The Garden (USA), director: Scott Hamilton Kennedy

Documentary traces the events that led to the creation of a 14-acre community garden in South Central Los Angeles and the struggle between the urban farmers, the City of Los Angeles and a powerful developer who sought to evict them and build warehouses on the property.

Kassim The Dream (Uganda/USA), director: Kief Davidson

Documentary profiles Kassim ‘The Dream’ Ouma, who survived being a child soldier in Uganda to becoming a champion boxer.

Like Dandelion Dust (USA), director: Jon Gunn; cast: Mira Sorvino, Barry Pepper, Cole Hauser

Drama pits a couple versus a parolee father who seeks to take custody of their six-year-old adopted son.

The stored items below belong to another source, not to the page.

PR #1639, opened 2021-11-10
EVAKA-HOTFIX better props typing for Select

jaahon:
#### Summary

Fix `<Select/>` to require passing `getItemValue` prop when the type parameter is not a subtype of the type `string | number`.


kimifoud (approved):
💎

PR #1640, opened 2021-11-10
Vasu translations

zch:
#### Summary
Show all sections of the Vasu document in the language of the document. I.e. even if the UI is in Finnish, we want to show the document sections translated to Swedish if the document language is Swedish.


frontend/src/lib-customizations/espoo/employee/assets/i18n/vasu/fi.ts
```diff
@@ -0,0 +1,47 @@
+// SPDX-FileCopyrightText: 2017-2020 City of Espoo
```
kimifoud, line 1:
```suggestion
// SPDX-FileCopyrightText: 2017-2021 City of Espoo
```

🤓

frontend/src/employee-frontend/components/vasu/templates/VasuTemplateEditor.tsx
```diff
@@ -65,6 +66,16 @@ export default React.memo(function VasuTemplateEditor() {
 
   const readonly = !(template.isSuccess && template.value.documentCount === 0)
 
+  const translations = useMemo(
+    () =>
+      template
+        ? (vasuTranslations[
+            template.getOrElse({ language: 'FI' }).language.toLowerCase()
+          ] as VasuTranslations)
+        : vasuTranslations.fi,
```
kimifoud, line 75: `template` is always defined so the ternary is redundant. How about 

```ts
vasuTranslations[
    template.map((t) => t.language.toLowerCase() as Lang).getOrElse('fi')
]
```
Would be even better if we had a type-safe `lang` to `vasu lang` mapping fn somewhere.

frontend/src/employee-frontend/components/vasu/sections/VasuHeader.tsx
```diff
@@ -36,18 +37,26 @@ const Confidential = styled.div`
...
     },
     documentState,
-    templateName
+    templateName,
+    language
   }
 }: Props) {
   const { i18n } = useTranslation()
+  const translations = vasuTranslations[
+    language.toLowerCase()
```
kimifoud, line 57: Come to think of it, the language mapping function would be very nice because the vasu language might not always be a superset of UI languages, and the type casts are much harder to find when adding new languages.

frontend/src/lib-customizations/employee.tsx
```diff
@@ -31,7 +34,7 @@ export {
   unitProviderTypes
 }
 
-export type Lang = 'fi'
+export type Lang = 'fi' | 'sv'
```
jaahon, line 37: I think it would make more sense to not add `'sv'` as a "UI language" since it doesn't seem to provide any benefit. What do you think?

frontend/src/employee-frontend/components/vasu/sections/VasuHeader.tsx
kimifoud: `function langToVasuLang(language: Lang): VasuLanguage` with explicit mapping and `fi` as fallback?

kimifoud (changes requested):
Looks good. Let's just get rid of the type casting.

frontend/src/employee-frontend/components/vasu/sections/VasuHeader.tsx
zch: Excellent point

frontend/src/lib-customizations/employee.tsx
zch: Combined with Kim's comments I think you might be right that it would be a good idea to not add Swedish here 👍

frontend/src/employee-frontend/components/vasu/sections/VasuHeader.tsx
zch: Reworked it a bit so that instead of having a mapping function, the `language` of the VasuDocument / VasuTemplate is directly the key to `vasuTranslations`

kimifoud (approved):
👍

PR #1641, opened 2021-11-10
Fix messaging bulletin regression

mapehe:


hruoho:
What's the tldr for this? How to verify this?

hruoho (approved):
Seems legit, went through this in a call. Agreed to add a few e2e-tests in another PR.

PR #1649, opened 2021-11-12
Refresh employee's unread message counts periodically

kimifoud:
#### Summary

- Add `useInterval` hook for fetching unread message counts every minute
- Instead of manually tracking the unread count after opening the thread, just mark the thread read and refresh unread counts
- Simplify `unreadCount` logic in `Header`
- Also load message accounts only in the message context, do not expose refresh callback
  - They are always needed in the header
  - There is no use fetching them again after message page is mounted

### DIFF
--- a/frontend/src/lib-common/utils/useAxiosResponseInterceptor.ts
+++ b/frontend/src/lib-common/utils/useAxiosResponseInterceptor.ts
@@ -2,23 +2,23 @@
 //
 // SPDX-License-Identifier: LGPL-2.1-or-later
 
-import axios, { AxiosInstance } from 'axios'
-import { useEffect, useState } from 'react'
+import axios, { AxiosError, AxiosInstance, AxiosResponse } from 'axios'
+import { useEffect } from 'react'
 
-export function useAxiosResponseInterceptor(client: AxiosInstance): {
-  lastResponse: number
-} {
-  const [lastResponse, setLastResponse] = useState(Date.now())
-
+export function useAxiosResponseInterceptor(
+  client: AxiosInstance,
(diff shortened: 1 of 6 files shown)


frontend/src/lib-common/utils/usePeriodicRefresh.ts
```diff
@@ -0,0 +1,56 @@
...
+    (err: unknown) => {
+      if (axios.isAxiosError(err) && err.response) {
+        setLastResponse(Date.now())
+      }
+      return Promise.reject(err)
+    }
+  )
+  return () => {
+    client.interceptors.response.eject(id)
+  }
```
jaahon, line 55: You need to wrap this in a `useEffect` if you want the interceptor eject to happen automatically on unmount.

frontend/src/lib-common/utils/useAxiosResponseInterceptor.ts
```diff
@@ -0,0 +1,32 @@
+// SPDX-FileCopyrightText: 2017-2021 City of Espoo
+//
+// SPDX-License-Identifier: LGPL-2.1-or-later
+
+import axios, { AxiosInstance } from 'axios'
+import { useEffect, useState } from 'react'
+
+export function useAxiosResponseInterceptor(client: AxiosInstance): {
+  lastResponse: number
+} {
```
jaahon, line 10: I don't know if it makes sense to have this as an exported custom hook as it is. I would either move it to `usePeriodicRefresh` and not export it or change it so that it receives a callback as a parameter and returns its result so that it could be reused in cases where you might need a response interceptor to do something.

jaahon (approved):

PR #1654, opened 2021-11-15
Fix child attendances to round the clock backup care

jaahon:
#### Summary

Slightly modified version of https://github.com/espoon-voltti/evaka/pull/1611. The tests are updated slightly and the query is split into three distinct cases:
* children with a placement to the queried unit but no attendance or backup placement
* children with a backup placement to the queried unit but no attendance
* children with an ongoing or recently ended attendance to the queried unit


hruoho (approved):
Seems leaner than the earlier take :+1:

PR #1657, opened 2021-11-16
Replace react-select with Combobox in map view

jaahon:
#### Summary

Functionally they should be identical and visually they are pretty much the same (and closer to other comboboxes).


kimifoud (approved):
👏

PR #1659, opened 2021-11-16
Refactor child context

akheron:
#### Summary

- Move most data out of `ChildContext` to be managed by the components that use the data
- Data that's used commonly by many components were left, but is now fetched by `ChildContextProvider`
- Add `React.memo`, `renderResult`, etc. usages to affected components

### DIFF
--- a/frontend/src/employee-frontend/components/child-information/GuardiansAndParents.tsx
+++ b/frontend/src/employee-frontend/components/child-information/GuardiansAndParents.tsx
@@ -2,47 +2,31 @@
 //
 // SPDX-License-Identifier: LGPL-2.1-or-later
 
-import React, { useState } from 'react'
+import React, { useContext, useState } from 'react'
 import { useTranslation } from '../../state/i18n'
-import { useEffect } from 'react'
-import { Loading } from 'lib-common/api'
-import { useContext } from 'react'
-import Loader from 'lib-components/atoms/Loader'
 import { Table, Tbody, Td, Th, Thead, Tr } from 'lib-components/layout/Table'
 import _ from 'lodash'
 import { Link } from 'react-router-dom'
 import { PersonJSON } from 'lib-common/generated/api-types/pis'
 import { formatName } from '../../utils'
 import { NameTd } from '../PersonProfile'
-import { ChildContext } from '../../state'
-import { getPersonGuardians } from '../../api/person'
 import { getAge } from 'lib-common/utils/local-date'
 import { CollapsibleContentArea } from 'lib-components/layout/Container'
 import { H2, H3 } from 'lib-components/typography'
 import FridgeParents from './FridgeParents'
 import { Gap } from 'lib-components/white-space'
-import { UUID } from 'lib-common/types'
+import { UnwrapResult } from '../async-rendering'
+import { ChildContext } from '../../state'
 
 interface Props {
-  id: UUID
   startOpen: boolean
 }
 
-const GuardiansAndParents = React.memo(function Guardians({
-  id,
-  startOpen
-}: Props) {
+export default React.memo(function Guardians({ startOpen }: Props) {
   const { i18n } = useTranslation()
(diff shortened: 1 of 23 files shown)


frontend/src/employee-frontend/components/child-information/GuardiansAndParents.tsx
```diff
@@ -96,15 +56,42 @@ const GuardiansAndParents = React.memo(function Guardians({
               <Th>{i18n.personProfile.streetAddress}</Th>
             </Tr>
           </Thead>
-          <Tbody>{renderGuardians()}</Tbody>
+          <Tbody>
+            <UnwrapResult result={guardians}>
```
jaahon, line 60: Why not use `renderResult` here? Also, it would a good idea to wrap the whole `<table>` element in it since `<div>`s shouldn't be `<tbody>`'s children.

frontend/src/employee-frontend/components/child-information/MessageBlocklist.tsx
```diff
@@ -73,68 +75,43 @@ const MessageBlocklist = React.memo(function ChildDetails({
...
-                          !checked
-                        ).then((res) => {
-                          if (res.isFailure) {
-                            setErrorMessage({
-                              type: 'error',
-                              title: i18n.common.error.unknown,
-                              text: i18n.common.error.saveFailed,
-                              resolveLabel: i18n.common.ok
-                            })
+            <UnwrapResult result={recipients}>
```
jaahon, line 78: Same thing as in `GuardiansAndParents.tsx`.

frontend/src/employee-frontend/components/child-information/VasuAndLeops.tsx
```diff
@@ -279,13 +250,58 @@ const VasuAndLeops = React.memo(function VasuAndLeops({
       >
         <VasuInitialization childId={childId} allowCreation={allowCreation} />
         <Table>
-          <Tbody>{renderSummaries()}</Tbody>
+          <Tbody>
+            <UnwrapResult result={vasus}>
```
jaahon, line 254: Same thing as in `GuardiansAndParents.tsx`.

frontend/src/employee-frontend/state/child.tsx
```diff
@@ -2,220 +2,141 @@
...
+    [id]
   )
-  const [applications, setApplications] = useState<
-    Result<PersonApplicationSummary[]>
-  >(defaultState.applications)
-  const [vasus, setVasus] = useState<Result<VasuDocumentSummary[]>>(
-    defaultState.vasus
+  const [parentships] = useApiState(
+    async (): Promise<Result<Parentship[]>> =>
+      requireRole(roles, 'SERVICE_WORKER', 'UNIT_SUPERVISOR', 'FINANCE_ADMIN')
```
jaahon, line 109: Change this to a `permittedActions` check now that you touched it 😁

frontend/src/employee-frontend/components/child-information/GuardiansAndParents.tsx
akheron: Yeah, `renderResult` requires wrapping the whole table, that's why I initially used `UnwrapResult`. Now changed all three to use `renderResult`.

frontend/src/employee-frontend/state/child.tsx
akheron: Not sure how to do that, it needs some investigation. The problem is that while it's easy to check whether someone is a `UNIT_SUPERVISOR` for a child, it's not really supported for adults. So if I change the check in the service to be based on actions, unit supervisors stop seeing parentships for adults.

jaahon: Ah, I didn't realize that service was still doing role checks. It could do different checks depending on the parameter but that's getting really far away from the scope of this PR so no need to do it.

jaahon (approved):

Lymelife (USA), director: Derick Martini; cast: Alec Baldwin, Kieran Culkin, Rory Culkin, Jill Hennessy, Timothy Hutton, Cynthia Nixon, Emma Roberts

Drama set in Long Island during the late 1970s, follows the intertwining lives of two families focusing on the teenaged children and their attempts to cope with the times.

Rudo y Cursi (Mexico), director: Carlos Cuarón; cast: Diego Luna, Gael Garcia Bernal

Drama about the turmoil between two brothers who compete against each other in the world of professional soccer.

Tyson (USA), director: James Toback

Documentary takes an unvarnished view of the controversial former heavyweight champion boxer.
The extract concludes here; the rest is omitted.